- Columbia University Bible Fellowship
I can come as I am
In the beginning God created the heavens and the earth. Now the earth was formless and empty, darkness was over the surface of the deep, and the Spirit of God was hovering over the waters. And God said, "Let there be light," and there was light.
-Genesis 1:1-3
It has been a blessing to meditate on these verses and all passages recently. We've all expressed feelings of uncertainty, frustration, doubt, and just blah. I think this is something similar to how the earth was in the beginning. In the beginning, not everything was perfect, nothing was even put together. There was actually darkness, formlessness, and emptiness. I often think I need to have everything put together, or else I would be rejected. I need to give my God my holy heart, fearing the rejection of being known and loved as I am. Fearing to expose those parts of who I am. The root: merely fearing not being enough. So, to God, I need to put on my best suit or outfit, and pretend things are great and in order, because surely, surely God will not take me for who I am, otherwise. I have made mistakes in life, have run away, have sinned, have feared, and yet am still loved? What? But the world was formless, empty and dark before it was created. What does this mean?
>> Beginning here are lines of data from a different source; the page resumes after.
PR #561, opened 2026-07-08
fix(tests): make VsockTCPProxyTests event-driven — no per-read deadlines, one suite time limit

davidwkeith:
## Summary
Supersedes #559. The `readExactly` deadline has been retuned repeatedly (fixed sleep → 10s poll → `.serialized` → #559's 20s) because it encodes a guess at worst-case CI scheduler latency, which is unbounded on an oversubscribed runner — so any finite value eventually flakes. Root cause: one constant was doing two jobs — asserting correctness (bytes arrive) and bounding hangs (stuck splice). This PR splits them:

- **Correctness is event-based, time-free.** The wait helpers (`readExactly`, new `readUntilEOF`, `waitUntilConnectionCount`) carry no per-call deadline: they wait for the event they assert on. A raw `read(2)` tick distinguishes EAGAIN ("keep waiting") from terminal EOF/ECONNRESET ("peer gone" → return short → the content assertion fails immediately with the actual bytes). `FileHandle.read(upToCount:)` collapses all three into nil/empty — the very reason the old helper could only give up by deadline.
- **Liveness is bounded once, at the harness.** `.timeLimit(.minutes(1))` on the suite is now the only wall-clock bound. A genuinely stuck splice fails as an unambiguous time-limit violation instead of a misleading `expected "hello", got 0 bytes`. All wait loops are cancellation-cooperative (`Task.isCancelled`) so the limit can actually terminate them.
- **`dialFailureReportsError` becomes event-driven and fast.** It asserted "no bytes within 5s" — a negative time-based assertion that burned the full 5s on every green run. The observable outcome is the proxy *closing* the connection; `handleAccepted` invokes `onDialError` synchronously before closing the TCP side, so waiting for EOF also guarantees the error report landed.
- Bonus: `fullPayloadDrainsBeforeTeardown` now fails *fast* on truncation (guest FIN → EOF → immediate short return with exact count) instead of waiting out a 20s budget.

No numbers remain to tune: the 5 ms poll interval and 1 s `SO_RCVTIMEO` tick are pacing, not deadlines.

## Test plan
- [x] `swift build --build-tests` compiles cleanly (`Build complete!`).
- [ ] Local execution is still blocked by #541 (FoundationModels dlopen symbol mismatch — reconfirmed on both `swift test --filter` and direct `xcrun xctest` launch of the built bundle). Per the standing arrangement, CI is the test arbiter.
- [ ] Watch CI: `VsockTCPProxyTests` green, and total suite runtime not meaningfully longer (the limit only binds when something is actually stuck).

### DIFF
--- a/Tests/AnglesiteCoreTests/VsockTCPProxyTests.swift
+++ b/Tests/AnglesiteCoreTests/VsockTCPProxyTests.swift
@@ -77,9 +77,14 @@ struct VsockTCPProxyTests {
         let n = read(fh.fileDescriptor, &buf, max)
         if n > 0 { return .bytes(Data(buf[..<n])) }
         if n == 0 { return .eof }
-        switch errno {
+        // __error().pointee, NOT `errno`: Swift's `errno` accessor is an overlay symbol that lives
+        // in libswift_DarwinFoundation1.dylib on current SDKs, which CI's Xcode 26.2 runner image
+        // does not ship — referencing it makes the whole test bundle fail to dlopen (same class of
+        // breakage as #69's raw-POSIX pump). __error() is the plain C call behind the macro.
+        let err = __error().pointee
+        switch err {
         case EAGAIN, EWOULDBLOCK, EINTR: return .wouldBlock
-        default: return .failed(errno)
+        default: return .failed(err)
         }
     }
 
--- a/Tests/AnglesiteCoreTests/VsockTCPProxyTests.swift
+++ b/Tests/AnglesiteCoreTests/VsockTCPProxyTests.swift
@@ -11,14 +11,20 @@ import Foundation
 /// suite's own tests removes its largest source of internal GCD contention so it isn't competing
 /// with itself on top of the rest of the parallel test binary.
 ///
-/// `.timeLimit`: the suite's ONLY wall-clock bound, and deliberately so. The wait helpers below
-/// (`readExactly`, `readUntilEOF`, `waitUntilConnectionCount`) carry NO per-call deadlines: they
-/// wait for the event they assert on (byte count reached, peer EOF, connection count) and exit on
-/// cancellation, which is exactly what the time limit triggers if a splice is genuinely stuck. The
-/// per-helper deadlines this replaces were really encoding "worst-case CI scheduler latency" — an
-/// unknowable — and got bumped every time a busier runner disproved the current guess (a fixed
-/// sleep, then a 10s poll that flaked at 10.7s, then 20s; see #556 and PR #558's CI failure). A
-/// stuck splice now fails as an unambiguous time-limit violation, not a data-assertion mirage.
+/// `.timeLimit`: the ONLY wall-clock bound in this file, and deliberately so. The wait helpers
+/// below (`readExactly`, `readUntilEOF`, `waitUntilConnectionCount`) carry NO per-call deadlines:
+/// they wait for the event they assert on (byte count reached, peer EOF, connection count) and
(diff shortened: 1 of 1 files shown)


Tests/AnglesiteCoreTests/VsockTCPProxyTests.swift
```diff
@@ -5,12 +5,21 @@ import Foundation
...
+///
+/// `.timeLimit`: the suite's ONLY wall-clock bound, and deliberately so. The wait helpers below
+/// (`readExactly`, `readUntilEOF`, `waitUntilConnectionCount`) carry NO per-call deadlines: they
+/// wait for the event they assert on (byte count reached, peer EOF, connection count) and exit on
+/// cancellation, which is exactly what the time limit triggers if a splice is genuinely stuck. The
+/// per-helper deadlines this replaces were really encoding "worst-case CI scheduler latency" — an
+/// unknowable — and got bumped every time a busier runner disproved the current guess (a fixed
+/// sleep, then a 10s poll that flaked at 10.7s, then 20s; see #556 and PR #558's CI failure). A
+/// stuck splice now fails as an unambiguous time-limit violation, not a data-assertion mirage.
+@Suite(.serialized, .timeLimit(.minutes(1)))
```
davidwkeith, line 28: The rationale comment above this line (and the PR title's "one suite time limit") describes `.timeLimit(.minutes(1))` as a single shared budget for the whole suite — "the suite's ONLY wall-clock bound." That's not how `TimeLimitTrait` works: per Swift Testing's docs, a time limit applied to a `@Suite` is inherited *individually* by every test in it, not pooled into one budget ("Whenever you apply the time limit trait to a test suite, it recursively applies to every test" — https://github.com/swiftlang/swift-testing/blob/main/Sources/Testing/Traits/TimeLimitTrait.swift, also documented at https://swiftinit.org/docs/swift-testing/testing/limitingexecutiontime).

Functionally this is still safe — the wait loops are still bounded, just per-test rather than suite-wide — but it means the actual worst-case CI wall time for this `.serialized` 9-test suite is up to ~9 minutes (each test can individually run to the 1-minute limit), not the 1 minute the comment implies. Worth correcting the comment so a future reader sizing CI timeouts or debugging a slow run isn't misled about the real bound.

---

davidwkeith (commented):
Reviewed the event-driven rewrite of the wait helpers (`readExactly`, `readUntilEOF`, `waitUntilConnectionCount`) and the raw-POSIX `readTick` classification of EAGAIN/EOF/ECONNRESET. The core logic looks correct: terminal conditions (EOF/failed) return immediately so `#expect` reports the real shortfall instead of waiting out a deadline, `wouldBlock` polls cooperatively, and `Task.isCancelled` correctly reflects the enclosing test's cancellation since these helpers run on the test's own task rather than a detached one. I also verified against `VsockTCPProxy.handleAccepted` that `onDialError` really does run synchronously before `tcp.close()`, so `readUntilEOF`'s use in `dialFailureReportsError` is sound. One finding below about the `.timeLimit` suite-vs-per-test semantics in the doc comment — not a functional bug, but worth correcting since it currently overstates how tightly this bounds CI wall time.

---

Tests/AnglesiteCoreTests/VsockTCPProxyTests.swift
davidwkeith: Fixed in e5ca7730 — the doc comment now states the per-test inheritance explicitly: each test gets its own 1-minute cap, worst case for a fully wedged serialized run is ~9 minutes (9 tests), inside build-test's 15-minute job timeout. Comment-only change.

Verse 2 of Genesis 1 makes it so clear that God is in the darkness, formlessness, and emptiness. His Spirit was hovering over the waters. And God moved and worked in the formlessness and emptiness and darkness. Maybe as humans, we reject when things, or people, are not put together. But to God, He was right there in the midst of it all. And He said, "Let there be light." He worked, by His Spirit and by His word, to create light. And all throughout chapter 1, He turned formlessness and emptiness into an amazing garden, and to what He said was good. In thinking about these three short verses, it helps me to see that I can give to God all of my emptiness, darkness and formlessness. Those parts that do not seem good enough, not put together enough, because He works to solve them all.
Earlier in the week, a friend and I were doing a prayer thing, which to me was not going as well. There came a point when someone texted and said, "You should pray sincerely to God about your heart's desires." She encouraged me to really tell God what was on my heart, and what I had long awaited for. In attempting to do so, I actually told God something else. I told Him I had been sad. I told him it was no longer easy to pray over His word anymore, a Promise Board He helped me make in 2019. Because that promise seemed to be wasted or non-existed. I was hurt. But in exposing these areas to Him, something I normally never did, I found peace. He allowed me to cry and share all of my heart. It was also in that moment, as DaMonique and I discussed later, that actually giving God our hearts does not only mean loving him and putting him first and saying yes to all His commands. It means literally giving him every part of my heart: the broken, empty, dark and formless places. When I did so, there was no shame. There was peace. There was grace. There was HIS love.
Although God's promises might still seem invisible to my sight now, I'm encouraged to know we are serving a God who is not far. He is with us, hovering over the waters, hovering over all our lives, to make all things beautiful in its time, to work out everything for the good. Amen.